## [TASK ITEM]
State the number of lines that hold "works" in the records below, with no other words.

## [RECORDS SHOWN]
PR #315, opened 2018-02-22
Refactor Loader interface

seans3:
* The Loader interface adds New(root) -> Loader method to clone new Loaders
* The factory becomes an internal implementation of loaderImpl
* Removes fakefileloader, since we can just create a loader with a fake filesystem.
TODO: Implement better filepath calculation


pkg/loader/fileloader_test.go
```diff
@@ -28,11 +28,11 @@ func TestFileLoaderHappyPath(t *testing.T) {
 	location := "foo"
 	content := []byte("bar")
 	fakefs.WriteFile(location, content)
-	l, err := NewFileLoader(fakefs, location)
```
apelisse: We might want to only test the external interface, and drop these tests.

pkg/loader/loader.go
```diff
@@ -16,6 +16,87 @@ limitations under the License.
 
 package loader
 
+import (
+	"fmt"
+
+	"k8s.io/kubectl/pkg/kinflate/util/fs"
+)
+
+// Loader abstracts how bytes are read for manifest, resource, patch, or other
```
apelisse: Surprisingly, the documentation mostly talks about `kinflate` specific concepts, but none of the variable/methods/class name are referring to `kinflate`.

apelisse:
Somebody changed the tide configuration? This should have been merged already ...

pkg/loader/fileloader_test.go
mengqiy: Can't agree on this.
Ideally we should have high TC on everything.

mengqiy:
I didn't change that.
@apelisse Where can I find the tide config for our repo?

pkg/loader/fileloader_test.go
apelisse: I think we should only test the implementation details if we can't test them through the public interface. But, yeah, nvm

apelisse:
I'm looking at it, but it's completely different from what we had before. They refactored everything I think :-)

apelisse:
https://github.com/kubernetes/test-infra/blob/master/prow/config.yaml#L79-L80

OK. This PR doesn't have the CL label. I don't know if the label is missing, or if we should remove this constraint.

pkg/loader/fileloader_test.go
apelisse: I'll rephrase. We hope to have a stable external interface, but we're probably going to change the implementation many times. A stronger set of external test would allow us to improve the implementation more quickly, because we wouldn't have to change any tests.

it means that:
- If the tests are broken, it's because the implementation is broken, not because it's different.
- the tests are very focused on the exact behavior provided by the interface. If we have many users of this interface across the project, they need to know precisely how it works.

These conditions means that we have more confidence when changing the code, and also that we don't have to maintain a bunch of tests that keeps breaking.

Nuance to that of course: some things are hard to test because you need to be able to mock some specific knobs in your implementation. I'm not opposed to that, but they should be the exception rather than the rules. I don't think the tests we have here are the exception.

mengqiy:
@apelisse Why the bot doesn't automate the CLA process for us?

apelisse:
Maybe it missed a hook and didn't apply the cla label. I don't know. I can't generalize out of this one event :-)

PR #319, opened 2018-02-26
Add secret resource

Liujingfang1:
Create Resource from one `SecretGenerator` object.
It reads the command, executes the command and use the output as the secret data. 
When executing the command, it need a path `p`, which is the root directory containing Kube-manifest.YAML file. With #317, we can call this function by `NewFromSecretGenerator(s, loader.Root())`

### DIFF
--- a/pkg/kinflate/resource/secret.go
+++ b/pkg/kinflate/resource/secret.go
@@ -1,0 +1,71 @@
+/*
+Copyright 2018 The Kubernetes Authors.
+
+Licensed under the Apache License, Version 2.0 (the "License");
+you may not use this file except in compliance with the License.
+You may obtain a copy of the License at
+
+    http://www.apache.org/licenses/LICENSE-2.0
+
+Unless required by applicable law or agreed to in writing, software
+distributed under the License is distributed on an "AS IS" BASIS,
+WITHOUT WARRANTIES OR CONDITIONS OF ANY KIND, either express or implied.
+See the License for the specific language governing permissions and
+limitations under the License.
+*/
+
+package resource
+
+import (
+	"context"
+	"os"
+	"os/exec"
+	"path/filepath"
+	"time"
+
+	corev1 "k8s.io/api/core/v1"
+	manifest "k8s.io/kubectl/pkg/apis/manifest/v1alpha1"
+)
+
+// NewFromSecretGenerator takes a SecretGenerator and executes its command in directory p
+// then writes the output to a Resource object and returns a pointer to it.
+func NewFromSecretGenerator(s manifest.SecretGenerator, p string) (*Resource, error) {
+	corev1secret := &corev1.Secret{}
+	corev1secret.APIVersion = "v1"
+	corev1secret.Kind = "Secret"
+	corev1secret.Name = s.Name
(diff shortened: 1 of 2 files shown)


apelisse:
Is this WIP?

Liujingfang1:
Yes. This change only works well when the loader(though not showing up here) is a fileloader. If we are using a different loader,  executing a command from `loader.Root()` doesn't make much sense. I'd like to hear your thoughts on this part. Do we want to deal with `fileloader` only?

apelisse:
> Yes. This change only works well when the loader(though not showing up here) is a fileloader. If we are using a different loader, executing a command from loader.Root() doesn't make much sense. I'd like to hear your thoughts on this part. Do we want to deal with fileloader only?

As discussed. Let's try to execute from wherever and fail. This is far from perfect, but might work if the command doesn't depend on any remote file.

pkg/kinflate/resource/secret.go
```diff
@@ -0,0 +1,69 @@
...
+	"os"
+	"os/exec"
+	"path/filepath"
+	"time"
+
+	corev1 "k8s.io/api/core/v1"
+	manifest "k8s.io/kubectl/pkg/apis/manifest/v1alpha1"
+)
+
+func NewFromSecretGenerator(s manifest.SecretGenerator, p string) (*Resource, error) {
```
apelisse: Maybe add a comment. Looking at the signature, I don't know what is `p`, do you have a better name?

pkg/kinflate/resource/secret_test.go
```diff
@@ -0,0 +1,65 @@
...
+	"encoding/base64"
+	"reflect"
+	"testing"
+
+	corev1 "k8s.io/api/core/v1"
+	"k8s.io/apimachinery/pkg/apis/meta/v1/unstructured"
+	manifest "k8s.io/kubectl/pkg/apis/manifest/v1alpha1"
+)
+
+func makeUnstructuredSecret(name string) *unstructured.Unstructured {
```
apelisse: you might want to move the content of this directly in the test to be honest ... (so that everything lives in one place).

pkg/kinflate/resource/secret.go
apelisse: It look me a while to figure out that `p` is actually the working directory :D

Liujingfang1:
I double checked the code. This is the exact current behavior.

Liujingfang1:
Add comment to function `NewFromSecretGenerator`
Update test to address Antoine's comment

pkg/kinflate/resource/secret.go
```diff
@@ -0,0 +1,71 @@
...
+	"os/exec"
+	"path/filepath"
+	"time"
+
+	corev1 "k8s.io/api/core/v1"
+	manifest "k8s.io/kubectl/pkg/apis/manifest/v1alpha1"
+)
+
+// NewFromSecretGenerator takes a SecretGenerator and executes its command in directory p
+// then writes the output to a Resource object and returns a pointer to it.
```
apelisse: I still think that a better name would help :-)

PR #320, opened 2018-02-26
Change function name from ResourcesFromPath to NewFromPath

Liujingfang1:
change function name to be consistent with `NewFromConfigmap` and `NewFromSecretGenerator`


apelisse:
Thank you!

PR #322, opened 2018-02-26
implement Resources func for applicationImpl

mengqiy:


pkg/kinflate/resource/appresource.go
```diff
@@ -39,3 +39,15 @@ func NewFromPath(path string, loader loader.Loader) ([]*Resource, error) {
 	}
 	return res, nil
 }
+
+func NewFromPathList(pathList []string, loader loader.Loader) ([]*Resource, error) {
```
apelisse: Should we export both this one and the other one?

apelisse: Or should we move this one somewhere else?

pkg/kinflate/resource/secret_test.go
```diff
@@ -26,21 +26,19 @@ import (
 	manifest "k8s.io/kubectl/pkg/apis/manifest/v1alpha1"
 )
 
-func TestNewFromSecretGenerator(t *testing.T) {
-	secret := manifest.SecretGenerator{
+func makeSecretGenerator() manifest.SecretGenerator {
```
apelisse: Please no, the goal was to keep the data where it's tested (remove logic from tests).

pkg/kinflate/resource/appresource.go
mengqiy: I guess expose only one is fine.

pkg/kinflate/app/application.go
```diff
@@ -39,8 +45,67 @@ func New(loader loader.Loader) (Application, error) {
...
+	var m v1alpha1.Manifest
+	err = yaml.Unmarshal(manifestBytes, &m)
+	if err != nil {
+		return nil, err
+	}
+
+	allResources := []*resource.Resource{}
+	aggErr := &interror.ManifestErrors{}
+	for _, pkgPath := range m.Packages {
+		l, err := a.loader.New(pkgPath)
```
apelisse: why `l`?

pkg/kinflate/resource/appresource.go
apelisse: If we keep one, then maybe the signature should be:
`func NewFromPaths(loader loader.Loader, paths ...string) ([]*Resource, error)`

pkg/kinflate/app/application.go
```diff
@@ -39,8 +45,67 @@ func New(loader loader.Loader) (Application, error) {
...
+	manifestBytes, err := a.loader.Load(constants.KubeManifestFileName)
+	if err != nil {
+		return nil, err
+	}
+
+	var m v1alpha1.Manifest
+	err = yaml.Unmarshal(manifestBytes, &m)
+	if err != nil {
+		return nil, err
+	}
```
droot: May be combine the above code in a method on application called loadManifest() ?

pkg/kinflate/app/application.go
```diff
@@ -39,8 +45,67 @@ func New(loader loader.Loader) (Application, error) {
...
+
+	allResources := []*resource.Resource{}
+	aggErr := &interror.ManifestErrors{}
```
droot: May be call aggErr --> errs

pkg/kinflate/app/application.go
droot: pkgLoader or subPkgLoader or subLoader ?

pkg/kinflate/resource/configmap.go
```diff
@@ -130,3 +130,15 @@ func addKV(m map[string]string, kv kvPair) error {
...
+	allResources := []*Resource{}
+	for _, cm := range cmList {
+		res, err := NewFromConfigMap(cm, loader)
+		if err != nil {
+			return nil, err
+		}
+		allResources = append(allResources, res)
+	}
+	return allResources, nil
+}
```
droot: If we end up calling NewFromPaths.... for resources then we should change this to
`func NewFromConfigMaps(loader..., cms...)`
Move loader as the first arg in all the methods.

mengqiy:
@droot I just realized that we may need to keep the original names which is useful for applying overlay. :/

pkg/kinflate/resource/configmap.go
apelisse: Only one loader though :-)

pkg/kinflate/resource/util.go
```diff
@@ -0,0 +1,43 @@
...
+
+package resource
+
+import (
+	"fmt"
+
+	"k8s.io/kubectl/pkg/kinflate/types"
+)
+
+func ResourceSliceToResourceCollection(l []*Resource) (types.KObject, error) {
```
apelisse: Should we move this closer to the application? So we wouldn't have to make it public

pkg/kinflate/commands/inflate.go
```diff
@@ -99,11 +102,20 @@ func (o *inflateOptions) runInflate(fs fs.FileSystem) (types.KObject, error) {
...
+	if err != nil {
+		return err
+	}
+
+	allResource, err := application.Resources()
+	if err != nil {
+		return err
+	}
+
+	kobj, err := resource.ResourceSliceToResourceCollection(allResource)
```
Liujingfang1: We can remove this function call with the change in #324

mengqiy:
> Can you clarify that? Do you mean the name of a layer below the surface?

I mean the GVKN in a patch uses the original name. This is a problem when the patch is be applied to a resource that comes from the base layer and that has been transformed.
An example is wordpress-mysql bundle.

apelisse:
> An example is wordpress-mysql bundle.

Can you be even more specific? Give me an actual example. 

Nothing in `wordpress-mysql` changes the actual name of resources. But if they did (by maybe having a prefix), then I think whatever uses it, it should use the prefixed name in their patch (since they are patching the level just below, not a deeper layer).

#### I'll try to come-up with an example:

- Let's say we have a `mysql` application with a deployment name `mysql`.
- Let's say we have `wordpress-mysql` that includes the `mysql` application, and uses a `wm-` prefix. The name of the deployment created by that app will be `wm-mysql`, right?
- Let's say now we have a `wm-prod-instance` application, that includes the `wordpress-mysql` application. My prod instance needs to patch the deployment in the `wordpress-mysql` app (which actually comes from `mysql`). What name should the patch use for the deployment? My opinion is that it should be `wm-mysql`, since that's what is exposed by the layer directly under you. Are you suggesting it should be `mysql` since that's the original resource it's trying to patch?

Am I understanding the problem?

pkg/kinflate/resource/configmap.go
droot: yes, only one loader :)

mengqiy:
Still WIP. Not ready for thorough review.
Waiting for a fix for file loader from @seans3.
Will add some tests tomorrow.

pkg/kinflate/resource/secret_test.go
mengqiy: What logic do you want to remove here?

mengqiy: Discussed offline.
Will update it.

mengqiy:
PTAL

pkg/kinflate/app/application.go
```diff
@@ -17,18 +17,26 @@ limitations under the License.
...
-	"k8s.io/kubectl/pkg/kinflate/resource"
+	manifest "k8s.io/kubectl/pkg/apis/manifest/v1alpha1"
+	interror "k8s.io/kubectl/pkg/kinflate/internal/error"
+	"k8s.io/kubectl/pkg/kinflate/types"
 	"k8s.io/kubectl/pkg/loader"
 )
 
 type Application interface {
-	Resources() []resource.Resource
+	// Resources returnsn the transformed resources.
```
droot: s/returnsn/returns

pkg/kinflate/app/application.go
```diff
@@ -17,18 +17,26 @@ limitations under the License.
...
+	// It contains resources from 1) untransformed resources from current manifest 2) transformed resources from sub packages
+	RawResources() (types.ResourceCollection, error)
 }
 
+var _ Application = &applicationImpl{}
+
 // Private implementation of the Application interface
 type applicationImpl struct {
-	manifest v1alpha1.Manifest
+	// manifest is used for getting transformer.
```
droot: I don't think this comment is useful. may be omit it completely. manifest is everything for an app  :)

pkg/kinflate/app/application.go
```diff
@@ -39,8 +47,102 @@ func New(loader loader.Loader) (Application, error) {
 }
 
 // Resources computes and returns the resources from the manifest.
-func (a *applicationImpl) Resources() []resource.Resource {
+func (a *applicationImpl) Resources() (types.ResourceCollection, error) {
```
droot: We can improve the comment to say:
Resources computes and returns the resources for the app ?

pkg/kinflate/app/application.go
```diff
@@ -39,8 +47,102 @@ func New(loader loader.Loader) (Application, error) {
...
 	// This is where all the fun happens.
 	// From the manifest create the resources.
-	return nil
+	m, err := newManifest(a.loader)
```
droot: Remove the above two comments.

pkg/kinflate/app/application.go
```diff
@@ -39,8 +47,102 @@ func New(loader loader.Loader) (Application, error) {
...
+	if err != nil {
+		return nil, err
+	}
+	a.manifest = *m
+
+	errs := &interror.ManifestErrors{}
+	allResourcesCollection, err := rescourceCollectionFromManifest(a.loader, m)
```
droot: we should avoid repeating the type "Collection" in our variable names (who knows we can change the type tomorrow :)).
May be call it, allResources or resources

pkg/kinflate/app/application.go
```diff
@@ -39,8 +47,102 @@ func New(loader loader.Loader) (Application, error) {
...
+		if err != nil {
+			errs.Append(err)
+			continue
+		}
+		subapp, err := New(subloader)
+		if err != nil {
+			errs.Append(err)
+			continue
+		}
+		subResourcesCollection, err := subapp.Resources()
```
droot: subResourcesCollection --> subAppResources ?

pkg/kinflate/app/application.go
```diff
@@ -39,8 +47,102 @@ func New(loader loader.Loader) (Application, error) {
...
+		if err != nil {
+			errs.Append(err)
+			continue
+		}
+		types.Merge(allResourcesCollection, subResourcesCollection)
```
droot: Not a big deal but I I am thinking if ResourceCollection should expose method to add another resourceCollection ? because this merge is not resulting into a new resourceCollection instead modifying the first collection ?

pkg/kinflate/app/application.go
```diff
@@ -39,8 +47,102 @@ func New(loader loader.Loader) (Application, error) {
...
+	}
+
+	patchesRC, err := resourceCollectionFromPaths(a.loader, m.Patches)
```
droot: patchesRC --> patches ?

pkg/kinflate/app/application.go
```diff
@@ -39,8 +47,102 @@ func New(loader loader.Loader) (Application, error) {
...
+	if err != nil {
+		errs.Append(err)
+		return nil, errs
+	}
+
```
droot: At this point, we should check if we have errors from generating all the resources and return an error ? In that case, we should just append error in the previous error check.

pkg/kinflate/app/application.go
```diff
@@ -39,8 +47,102 @@ func New(loader loader.Loader) (Application, error) {
...
+	}
+	a.manifest = *m
+
+	errs := &interror.ManifestErrors{}
+	allResourcesCollection, err := rescourceCollectionFromManifest(a.loader, m)
+	if err != nil {
+		return allResourcesCollection, err
+	}
+
+	for _, pkgPath := range m.Packages {
```
droot: May be we can have an internal method called "subAppResources()" to get all the subAppResources ?

pkg/kinflate/app/application.go
```diff
@@ -39,8 +47,102 @@ func New(loader loader.Loader) (Application, error) {
...
+		errs.Append(err)
+		return nil, errs
+	}
+
+	t, err := a.getTransformer(patchesRC)
+	if err != nil {
+		errs.Append(err)
+		return nil, errs
+	}
+	err = t.Transform(types.KObject(allResourcesCollection))
```
droot: I am assuming this type-cast will go away once we get rid of types.KObject.

pkg/kinflate/app/application.go
```diff
@@ -39,8 +47,102 @@ func New(loader loader.Loader) (Application, error) {
...
+			continue
+		}
+		// Gather all transformed resources from subpackages.
+		subResourcesCollection, err := subapp.Resources()
+		if err != nil {
+			errs.Append(err)
+			continue
+		}
+		types.Merge(allResourcesCollection, subResourcesCollection)
+	}
```
droot: having a "subAppResources()" method will help to remove this code duplication.

pkg/kinflate/app/transform.go
```diff
@@ -0,0 +1,67 @@
...
+	}
+	ts = append(ts, at)
+
+	nrt, err := transformers.NewDefaultingNameReferenceTransformer()
+	if err != nil {
+		return nil, err
+	}
+	ts = append(ts, nrt)
+	return transformers.NewMultiTransformer(ts), nil
+}
```
droot: I don't think this deserves a file of its own :)

pkg/kinflate/app/application.go
mengqiy: I agree. But it should not be in the scope of this PR. Will do it in a followup PR.

pkg/kinflate/app/application.go
mengqiy: IMO we should return at this point if there are any error.
Continuing to do transformation doesn't make much sense.

pkg/kinflate/app/application.go
mengqiy: True.

mengqiy:
Comments addressed. PTAL

pkg/kinflate/app/application.go
```diff
@@ -39,8 +47,129 @@ func New(loader loader.Loader) (Application, error) {
...
+	if len(errs.Get()) > 0 {
+		return nil, errs
+	}
+
+	err = types.Merge(allResources, subAppResources)
+	if err != nil {
+		return nil, err
+	}
+
```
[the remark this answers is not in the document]
mengqiy: No.
`Resources()` loads resources, cms and secrets by invoking `rescourceCollectionFromManifest `, while `RawResources()`  only loads resources by calling `resourceCollectionFromPaths(a.loader, m.Resources)`

pkg/kinflate/app/application_test.go
```diff
@@ -0,0 +1,230 @@
...
+		t.Fatalf("Unexpected error %v", err)
+	}
+
+	if !reflect.DeepEqual(actual, expected) {
+		err = compareMap(actual, expected)
+		t.Fatalf("unexpected error: %v", err)
+	}
+}
+
+func compareMap(m1, m2 types.ResourceCollection) error {
```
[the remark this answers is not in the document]
mengqiy: This is can generate more useful error message which can show you which obj if different.

pkg/kinflate/app/manifest.go
```diff
@@ -0,0 +1,104 @@
...
+	manifest "k8s.io/kubectl/pkg/apis/manifest/v1alpha1"
+	"k8s.io/kubectl/pkg/kinflate/constants"
+	interror "k8s.io/kubectl/pkg/kinflate/internal/error"
+	"k8s.io/kubectl/pkg/kinflate/resource"
+	"k8s.io/kubectl/pkg/kinflate/types"
+	"k8s.io/kubectl/pkg/loader"
+)
+
+func newManifest(loader loader.Loader) (*manifest.Manifest, error) {
+	manifestBytes, err := loader.Load(constants.KubeManifestFileName)
```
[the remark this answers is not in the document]
mengqiy: No.
Loader will ensure path is a dir by truncating the file name.

pkg/kinflate/app/application.go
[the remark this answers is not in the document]
apelisse: It's a sign that the code composes poorly though :-/

More importantly though: raw shouldn't include the generated secrets/configmaps?

pkg/kinflate/app/manifest.go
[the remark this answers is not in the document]
apelisse: I think the interface of the loader has changed, and will not truncate filenames

pkg/kinflate/app/manifest.go
```diff
@@ -0,0 +1,104 @@
...
+		allResources = append(allResources, secrets...)
+	}
+	if len(errs.Get()) > 0 {
+		return nil, errs
+	}
+	return allResources, nil
+}
+
+// rescourceCollectionFromManifest returns a ResourceCollection given a manifest object
+func rescourceCollectionFromManifest(l loader.Loader, m *manifest.Manifest) (types.ResourceCollection, error) {
```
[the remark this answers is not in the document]
mengqiy: Good catch.

pkg/kinflate/app/application_test.go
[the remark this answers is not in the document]
apelisse: Sounds good. I'm suspecting we might have a surprising behavior if you don't use the same function to know if they are the same/find the errors. Can you replace with `if err := compareMap(...); err != nil {` instead of comparing using `DeepEqual`?

pkg/kinflate/app/application.go
```diff
@@ -39,8 +47,129 @@ func New(loader loader.Loader) (Application, error) {
...
-func (a *applicationImpl) Resources() []resource.Resource {
-	// This is where all the fun happens.
-	// From the manifest create the resources.
-	return nil
+func (a *applicationImpl) Resources() (types.ResourceCollection, error) {
+	m, err := newManifest(a.loader)
+	if err != nil {
+		return nil, err
+	}
+	a.manifest = *m
```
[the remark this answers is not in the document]
Liujingfang1: Good point. We can create the manifest when we create the application.

pkg/kinflate/app/application.go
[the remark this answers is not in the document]
apelisse: And I guess the question is: Can I have patches on top of my generated secrets (within the same "App")?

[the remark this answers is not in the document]
mengqiy: > Can I have patches on top of my generated secrets (within the same "App")?

Yes, users may patch the metadata of their secrets. IMO we should not disallow it. But our tutorial should say you should not patch your secrets' data field.

pkg/kinflate/app/manifest.go
```diff
@@ -0,0 +1,104 @@
...
+	allResources, err := resourcesFromManifest(l, m)
+	if err != nil {
+		return nil, err
+	}
+	return resourceCollectionFromResources(allResources)
+}
+
+// rescourceCollectionFromManifest returns a ResourceCollection given a path slice in a manifest
+func resourceCollectionFromPaths(l loader.Loader, paths []string) (types.ResourceCollection, error) {
```
apelisse: These two functions have very limited added value (beside coupling two things together :-/)

pkg/kinflate/app/application.go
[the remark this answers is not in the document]
apelisse: So should RAW print the created configmaps/secrets? (maybe you're right and it shouldn't)

pkg/kinflate/app/manifest.go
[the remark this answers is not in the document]
mengqiy: > I think the interface of the loader has changed, and will not truncate filenames

I didn't see any new change to the loader. git didn't fetch any new things.

I think the loader will detect the scheme (fs, http, git) based on the giver path or URL.
What we want to support:
- path/to/manifest/ (Supported, `Root` is path/to/manifest/)
- path/to/manifest/Kube-manifest.yaml (Supported, `Root` is path/to/manifest/)
- http://example.com/mysql/Kube-manifest.yaml (Not supported yet)

pkg/kinflate/app/application.go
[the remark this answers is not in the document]
mengqiy: >So should RAW print the created configmaps/secrets?

No ATM. `RawResources()` only affects `diff's behavior. 
What RAW should print depends on what do we want to show the users when running `kinflate diff`.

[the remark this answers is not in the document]
apelisse: Yeah, I think that's right. If we want generated configs and secrets to be printed as addition in the diff then we shouldn't provide them in RawResources. I still believe that Resources shold call RawResources though.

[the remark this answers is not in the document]
mengqiy: > I still believe that Resources should call RawResources though.

That can happen without change any existing behavior. :)

pkg/kinflate/app/application.go
```diff
@@ -39,8 +47,129 @@ func New(loader loader.Loader) (Application, error) {
 }
 
 // Resources computes and returns the resources from the manifest.
-func (a *applicationImpl) Resources() []resource.Resource {
-	// This is where all the fun happens.
-	// From the manifest create the resources.
-	return nil
+func (a *applicationImpl) Resources() (types.ResourceCollection, error) {
```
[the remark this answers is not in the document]
mengqiy: Done

pkg/kinflate/app/application_test.go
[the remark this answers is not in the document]
mengqiy: Done

PR #324, opened 2018-02-27
Modify Encode function

Liujingfang1:


pkg/kinflate/util/util.go
```diff
@@ -124,6 +117,21 @@ func Encode(in types.KObject) ([]byte, error) {
 	return buf.Bytes(), nil
 }
 
+// EncodeFromKObject encodes the map `in` and output the encoded objects separated by `---`.
+func EncodeFromKObject(in types.KObject) ([]byte, error) {
```
droot: Should we call it EncodeKObject(....) ?

We can also implement `Encode` method on types.KObject type, will be better I guess and eventually it will move to `ResourceCollection` ?

pkg/kinflate/util/util.go
```diff
@@ -124,6 +117,21 @@ func Encode(in types.KObject) ([]byte, error) {
...
+	gvknList := []types.GroupVersionKindName{}
+	for gvkn := range in {
+		gvknList = append(gvknList, gvkn)
+	}
+	sort.Sort(types.ByGVKN(gvknList))
```
droot: This is doing more than encoding. If it is called only from one place, I will move it to that package instead of having it in utils here.

pkg/kinflate/util/util.go
Liujingfang1: We can call it `Encode` and move it to package of `ResourceCollection`. We'll leave the `Encode(objs []*unstructured.Unstructured) ([]byte, error)` in utils here.

apelisse:
Should we get this merge?

Liujingfang1:
We don't want this merged now. It can wait until #331, #322 merged or be included in the code cleaning part.

PR #155, opened 2019-10-21
Update haml templates

carlosmunoz:
Update the asciidoctor backend templates to use their latest version.
Move the raw asciidoc content servlet to the 'module' package.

## [YOUR SOLUTION]
3